(105f) A Distributed Feedback Optimizing Control Framework for Large-Scale Coupled Systems with Convergence Guarantees | AIChE

(105f) A Distributed Feedback Optimizing Control Framework for Large-Scale Coupled Systems with Convergence Guarantees

Authors 

Krishnamoorthy, D. - Presenter, Harvard John A. Paulson School of Engineering and
Distributed real-time optimization (RTO) enables optimal operation of large-scale coupled process systems with common resources shared across several clusters. Typically, in distributed RTO, the different subsystems are optimized locally, and a centralized master problem is used to coordinate the different subsystems in order to reach system-wide optimal operation. This is especially beneficial in eco-industrial parks with shared common resources, where only limited information can be shared between the different subsystems.

However, the use of distributed RTO methods in practice remains rather low [1]. The main reasons for this are attributed to the computational cost of solving the numerical optimization problems online, and the slow convergence rate.
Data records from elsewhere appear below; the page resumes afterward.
PR #923, opened 2023-05-10
Make Turbo Frames' IntersectionObserver configurable

julianrubisch:
This PR adds configuration options akin to those controlling the autoscroll behavior to `AppearanceObserver`.

Note that I allowed only one threshold value (which could be many, see https://developer.mozilla.org/en-US/docs/Web/API/Intersection_Observer_API#thresholds, but that doesn't make sense here).

Note further that all those options are optional, and just fall back to the default if omitted.

### DIFF
--- a/src/observers/appearance_observer.js
+++ b/src/observers/appearance_observer.js
@@ -4,7 +4,7 @@ export class AppearanceObserver {
   constructor(delegate, element) {
     this.delegate = delegate
     this.element = element
-    this.intersectionObserver = new IntersectionObserver(this.intersect)
+    this.intersectionObserver = new IntersectionObserver(this.intersect, readIntersectionObserverOptions(element))
   }
 
   start() {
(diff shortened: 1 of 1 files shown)


adrienpoly:
I love it this is really useful to start lazy loading before the element appears.

Little naming comments:
- most of the data attributes in Turbo are prefixed by `turbo`. Shouldn't we have here `data-turbo-intersection-root-selector`, `data-turbo-intersection-root-margin` etc

julianrubisch:
Thanks! FWIW I took inspiration from the autoscroll attributes: https://turbo.hotwired.dev/reference/frames#html-attributes

It's `data-autoscroll-...` there.

julianrubisch:
heads up: I've rewritten this in pure JS, will add a test if you think it's worth it ✌

adrienpoly:
Hello @afcapel 

Thanks for the beta of Turbo 8. I was wondering if this PR could be part of the final V8

As per my comment https://github.com/hotwired/turbo/pull/923#issuecomment-1542776338 we could add a `turbo` prefix. Julian went that way to be consistent with `data-autoscroll` that was introduced before. 

Given that we have a major release this could be a good time to rename `data-autoscroll` in `data-turbo-autoscroll` and introduce those new settings for the intersectionObserver

- data-turbo-intersection-root-selector
- data-turbo-intersection-root-margin
- data-turbo-intersection-threshold

I have seen quite a few apps where a custom stimulus controller was created just for that. I think it would be a good DX improvement

rik:
I think those options are essential to mimic the native lazy loading from browsers. They load images and iframes before they intersect with the viewport so that it's likely to be ready when lazy loaded elements appear on screen.

rik:
Ping @dhh since you seem to be focused on Hotwire at the moment.

adrienpoly:
Hello @brunoprietog,

I was wondering if you would consider this PR if we were to reopen it.
I personally have three apps where I use a custom Stimulus controller for this functionality.

Here is a typical example: https://github.com/adrienpoly/rubyvideo/blob/4d98815a36a557d36fb99a911cde82efaef1f777/app/javascript/controllers/lazy_loading_controller.js

Defining IntersectionObserver options really helps to make lazy-loaded Turbo Frames almost imperceptible.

Currently, there is active research to improve the rate of convergence, such that the master and subproblems converge to a feasible optimal solution in a small number of iterations/communication rounds (see [1] and the references therein). Despite the algorithmic developments to improve the convergence rate, the subproblems still need to solve numerical optimization problems online at each iteration, which is often the main computational bottleneck in real-time optimization.
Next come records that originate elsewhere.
Issue #924, opened 2023-05-24
Proposal: Rename `Vnd.Prefetch` header set when preloading links


pfeiffer:
Introduced in #552 by @hey-leon is the ability to preload links tagged with `[data-turbo-preload]`. This works great for prepopulating the cache. The links are fetched with the header `Vnd.Prefetch` set to `true`, which the server can use to determine that the request was made as a preloaded request. To be honest it's not clear where the `Vnd.Prefetch` name for the header originated - it was introduced in the PR and I see no mention of it elsewhere than in the Turbo PR.

One gotcha with this is that [CloudFlare seems to strips all request headers containing dots](https://community.cloudflare.com/t/how-to-allow-dot-in-headers/142183). It seems like this also happens for other vendors as the header name is invalid(?). For instance [Oracle](https://support.oracle.com/knowledge/Oracle%20Cloud/2748855_1.html), [nginx](https://serverfault.com/questions/994595/nginx-filtering-headers-with-a-dot-in-the-header-name-even-after-enabling-ignor) etc. An easy fix would be to rename the header to something else that doesn't contain a dot.

At the same time it could be worth considering if the header should be renamed to something that conforms with what other vendors use. Safari and Mozilla uses a `(X-)Purpose: prefetch` for prefetching `<link prefetch ..>` 

Chrome, Safari and Facebook in-app browser use a `X-Purpose: preview` header to indicate prefetching a preview of a page before the user navigates to it. I think this would be very similar to how the Turbo preloading happens, as Turbo per default triggers a re-fetch of a preloaded page when tapping the preloaded link.

TLDR; It seems like `vnd.prefetch` header is invalid and stripped by many vendors. Setting `X-Purpose: preview` would probably be a better option and conform with the behavior of other vendors for fetching a light preview of a page before fetching it fully.

Happy to provide a PR that changes this!

rik:
The current standard for this is [`Sec-Purpose: prefetch`](https://fetch.spec.whatwg.org/#sec-purpose-header). [Browsers might not yet be up-to-date with the spec](https://chromestatus.com/feature/6247959677108224) but if possible, I think using that header would be more forward looking.

hey-leon:
@pfeiffer good call out. 

I think I was mistaken when adding this header. Some samples of code I found before implementing this feature included it, and I believe I included it under a false assumption it was used by turbo. If you search the repo on github for the header it does not come up (other than the case I added). I think we are probably good to simply remove the header or opt for a standardised version.

[...]

PR #925, opened 2023-05-24
Rename header for preload requests

pfeiffer:
This PR renames header and value for preloaded requests to `x-purpose: preview`. See discussion in #924.

### DIFF
--- a/src/core/drive/preloader.ts
+++ b/src/core/drive/preloader.ts
@@ -42,7 +42,7 @@ export class Preloader {
     }
 
     try {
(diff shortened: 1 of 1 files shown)


pfeiffer:
Thanks @afcapel! I've updated this PR with the header name and value matching the standard spec.

This is a breaking change and would require version bump. It would be great to have this included in Turbo as the current preload header is stripped by eg. Cloudflare and thus pretty unusable.

afcapel:
Thanks @pfeiffer, we'll bump the version before releasing this.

Feedback optimizing control, also commonly known as direct input adaptation, is a class of RTO methods that circumvents the need to solve computationally intensive optimization problems. The concept of feedback optimizing control dates back to the 1980s [2], where steady-state optimal process operation is achieved by directly manipulating the input using feedback control [2,3]. However, feedback optimizing control, in general, is more suited for unit operations, or for small-scale processes. In large-scale systems, this leads to a decentralized control structure, where some clusters of operating units are optimized locally without any coordination. When the system is coupled in one form or the other, system-wide optimal operation does not result from the aggregates of individual operating units in a decentralized fashion [2].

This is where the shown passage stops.